Li et al. (15) further explored the effects of PPARα and PPARβ agonists on gene expression in atherosclerotic mice. Each of the PPAR ligands was found to repress the expression of inflammatory markers in the artery wall even though PPARβ did not reduce lesion formation. PPARγ ligand increased the expression of CD36, LXRα, and ABCA1 and promoted cholesterol efflux in cultured macrophages. However, at the end of the study, ABCA1 expression was not induced by either ligand, and LXRα expression was induced only by the PPARα ligand. PPARγ did activate LXRα and ABCA1 at earlier stages. Thus, neither anti-inflammatory activity nor the ability to regulate LXR correlated well with the anti-atherosclerotic effects.

Effects of PPAR family members on macrophage foam-cell formation

To further explore the mechanism of PPAR actions in atherogenesis, Li et al. (15) developed a novel approach for evaluating macrophage foam-cell formation in vivo. This approach involved the adoptive transfer of peritoneal macrophages from various PPAR null mice into the peritoneal cavity of LDLR–/– mice fed a cholesterol-rich diet. This innovative assay provides a new model for macrophage lipid uptake although further validation is needed to clarify whether the assay faithfully reflects the actions of artery wall macrophages during atherogenesis. Nevertheless, Li et al. found that PPARα and PPARγ ligands inhibited lipid accumulation in a receptor-dependent manner, pointing to direct protective mechanisms within the macrophage.
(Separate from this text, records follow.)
PR #136, opened 2018-10-08
Feature/contract datastream

larryk85:
This pr relies on PR #133.  This adds a new field and constructor to contracts to allow for ignore types to be used in a more elegant fashion.  This pr also includes various fixes to abigen for basic functionality to allow for abi generation of eosio.contracts.


libraries/eosiolib/dispatcher.hpp
```diff
@@ -114,10 +117,10 @@ namespace eosio {
  *
  * Example:
  * @code
- * EOSIO_ABI( eosio::bios, (setpriv)(setalimits)(setglimits)(setprods)(reqauth) )
+ * EOSIO_DISPATCH( eosio::bios, (setpriv)(setalimits)(setglimits)(setprods)(reqauth) )
  * @endcode
  */
-#define EOSIO_ABI( TYPE, MEMBERS ) \
+#define EOSIO_DISPATCH( TYPE, MEMBERS ) \
```
arhag: Since dispatch logic is already changing (constructor/destructor now not called if there is no matching action) and this is a breaking minor release, I would like to clean this macro up further and get rid of the onerror stuff which really shouldn't belong here since it is a notification handler and not a regular action.

Contract developers already use custom dispatchers to handle notify handlers for things like `eosio.token::transfer`, so they could easily handle `eosio::onerror` handling (which is far less likely to be used).

Later when we have proper support for action _and_ notify handlers in CDT code generator, we will deprecate this EOSIO_DISPATCH macro anyway.

libraries/eosiolib/contract.hpp
```diff
@@ -35,7 +35,7 @@ class contract {
        * @param n - The name of this contract
        * @param ds - The datastream used 
        */
-      contract( name n, datastream<const char*> ds ):_self(n), _ds(ds) {}
+      contract( name n, name code, datastream<const char*> ds ):_self(n), _ds(ds) {}
```
arhag: Missing initialization: `_code(code)`. Similar change as above regarding doxygen comment and renaming `n`.

libraries/eosiolib/contract.hpp
```diff
@@ -26,7 +26,7 @@ class contract {
        * @brief Construct a new contract object.
        * @param n - The name of this contract
        */
-      contract( name n ):_self(n) {}
+      contract( name n, name code ):_self(n), _code(code) {}
```
arhag: Add code to doxygen comment (see comment below regarding how to describe `code`). Also I would like to rename `n` to something more meaningful like `receiver`.

libraries/eosiolib/contract.hpp
```diff
@@ -61,6 +67,13 @@ class contract {
        */
       name _self;
 
+      /**
+       * The code name of this contract
```
arhag: I would instead describe this as something like the following:

`The code name of the action this contract is processing.`

libraries/eosiolib/dispatcher.hpp
```diff
@@ -124,13 +124,9 @@ namespace eosio {
 extern "C" { \
    void apply( uint64_t receiver, uint64_t code, uint64_t action ) { \
       eosio::name self(receiver); \
-      if( action == eosio::name("onerror").value) { \
-         /* onerror is only valid if it is for the "eosio" code account and authorized by "eosio"'s "active permission */ \
-         eosio_assert(code == eosio::name("eosio").value, "onerror action's are only valid from the \"eosio\" system account"); \
-      } \
-      if( code == self.value || action == eosio::name("onerror").value ) { \
+      if( code == self.value ) { \
```
arhag: For consistency we might as well remove the line above and change this line to `if( code == receiver ) {`.

Then in `EOSIO_DISPATCH_HELPER` the call to `execute_action` would be:
`eosio::execute_action( eosio::name(receiver), eosio::name(code), &OP::elem );`

PR #162, opened 2018-10-12
Release v1.3.2

larryk85:


larryk85:
Fixes for `eosio-abigen` table generation regression. #161 
Adding missing `const` declaration qualifiers #164

PR #200, opened 2018-10-25
support std::set<eosio::permission_level>

UMU618:
If no operator <, `std::set<eosio::permission_level>` can't compile. It's used in `<eosiolib/permission.hpp>`.


wuyahuang:
@larryk85 Please check this out.

PR #989, opened 2020-11-05
abigenerator bug fix

vzqzhang:


larryk85 (changes requested):
Just adding the note here for posterity, we have already discussed this.

Please add toolchain tests that test this issue so that we won't regress in the future.

vzqzhang:
> Just adding the note here for posterity, we have already discussed this.
> 
> Please add toolchain tests that test this issue so that we won't regress in the future.

Added a toolchain test

tests/toolchain/abigen-pass/kv_table_key_type.cpp
```diff
@@ -0,0 +1,57 @@
...
+      std::string fullname;
+      uint32_t age;
+
+      std::pair<int, int> a;
+      std::optional<float> b;
+      std::list<double> c;
+      std::vector<int> d;
+      std::variant<int, bool, float> e;
+
+      eosio::non_unique<std::string, uint32_t> non_unique_name;
```
larryk85, line 21: Sorry to ask.  But we are removing the alias `eosio::non_unique` can you change these occurrences in this file to `std::tuple` the rest of your code should work as is (let me know if it doesn't).

larryk85 (changes requested):

tests/toolchain/abigen-pass/kv_table_key_type.cpp
vzqzhang: Updated the test. It works.

larryk85 (approved):
Please wait until everything is green before merging.  Thanks again.

PR #990, opened 2020-11-05
docs/kv address example updates to fix non-unique indexes range scenario.

iamveritas:
Updates to the kv-address-book example smart contract:

* got rid of the `using namespace eosio;` and `using namespace std;` and use it explicitly everywhere else to help the user see better from what namespace each object comes from; we assume the users reading this example are beginners and need this explicit style of coding
* fix the non-unique indexes to be able to showcase the `get all persons in the addressbook with the same last name` scenario.


examples/kv_addr_book/include/kv_addr_book.hpp
```diff
@@ -58,8 +56,8 @@ struct person_factory {
       std::string personal_id) {
          return person {
             .account_name = account_name,
-            .first_name = {account_name, first_name},
-            .last_name = {account_name, last_name},
+            .first_name = {first_name, last_name},
```
kimjh2005, line 59: why do you add last_name to first_name?

iamveritas: it is how currently the non-unique indexes work.
in order to call a `range()` for `last_name_idx` non-unique index with a fixed value for last name, you have to do it this way, declare the first name as a eosio::non_unique tuple

kimjh2005 (approved):

iamveritas:
this can not be merged yet, because we can't yet get rid of the using namespace statements

PR #996, opened 2020-11-10
KV fixes

larryk85:
## Change Description

This PR fixes some issues with KV and the up port to llvm9. 
1) Issues with building on the most recent versions of clang and gcc.
2) WASM size bloat because of std::function and performance concerns with its use.
3) Cleanup some of the macros.
4) Fix issues with memory management and over allocating.
5) remove non_unique as it isn't truly an index and the abstraction isn't fully thought out or functional.

## API Changes
- [ ] API Changes

The type alias `non_unique` is no longer available.

## Documentation Additions
- [ ] Documentation Additions


linhuang-blockone (approved):

larryk85:
> I cannot find where `cc` is used. Where is `cc` freed?

Yup, that was an oversight (it's a dead variable, thanks).

larryk85:
> should `i=kt.size()` be `i=kt.size() - 1`?

Yeah, I also found it when I actually wrote the test for upper bound, ha.

larryk85:
> Why is `!=` changed to `==`?

Ha ha ha.  Because you were not supposed to see that.

Actually it was a test to see if you were paying attention and you did splendid!

But, really, I hit the undo too much after going down a bit of a rabbit hole with trying to get the writable_wrapper integrated with the iterators (that will have to come later).  You caught the 'boo boo' that the iterator operator== was wrong for a certain condition of iterators.  

Nonetheless, I will now go walk away shamefully.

PPARγ ligand also markedly reduced cholesterol esterification in macrophages. This newly appreciated activity may be a significant contributor to the atheroprotective effects of PPARγ agonists.

The authors also investigated the potential role of LXRs in the antiatherogenic effects of PPAR ligands. LXR is a key transcriptional regulator of ABCA1 and ABCG1 expression and plays a major role in protection against cellular lipid overload, as deduced from studies using LXR-deficient macrophages and synthetic ligands (1618). The results of Li et al. (15) suggest that the inhibition of foam-cell formation observed with PPARα ligands requires the expression of LXRs whereas inhibition by PPARγ ligands does not. Interestingly, the authors found that the ability of rosiglitazone to inhibit peritoneal foam-cell formation in WT and LXR null macrophages correlated with a modest increase in ABCG1 but not ABCA1 expression. Thus the ability of PPARγ to promote efflux independently of LXR may involve direct effects on efflux transporters (Figure 1). ABCG1 was recently shown to increase cholesterol efflux from macrophages to HDL, but not apoAI (19) and ex vivo macrophages from PPARγ ligand–treated mice showed increased cholesterol efflux to HDL, consistent with this mechanism. However, the definitive role of ABCG1 in lipid metabolism and atherosclerosis in vivo has not yet been established. Furthermore, the effects of PPAR agonists on ABCG1 expression in macrophages are small compared to those of LXR agonists (18), and the possibility that ABCG1 might be a direct target of PPARγ remains to be explored. In the future, it will be of interest to determine whether the atheroprotective effects of PPAR agonists are lost in mice lacking ABCG1.

Conclusions

The study by Li et al. (15) provides new insights into pathways regulating macrophage lipid accumulation and rounds out the family picture of PPARs in atherosclerosis (Figure 1). Both PPARα and PPARγ ligands were shown to protect against atherosclerosis in LDLR–/– mice and inhibit macrophage foam-cell formation. In contrast, the authors did not observe any effect from PPARβ activation. Given the discrepancies between PPARβ agonist effects in mice and primates, however, the possibility that PPARβ ligands may have beneficial effects on cardiovascular disease in humans is not excluded by the present study. Finally the work of Li et al. emphasizes that PPAR agonists are likely to exert their antiatherosclerotic properties by multiple mechanisms, including improving systemic lipid levels, improving insulin resistance, and inhibiting the accumulation of macrophage foam cells.

Footnotes

See the related article beginning on page 1564.

Nonstandard abbreviations used: LDLR–/–, LDL receptor–deficient; LXR, liver X receptor.

Conflict of interest: The authors have declared that no conflict of interest exists.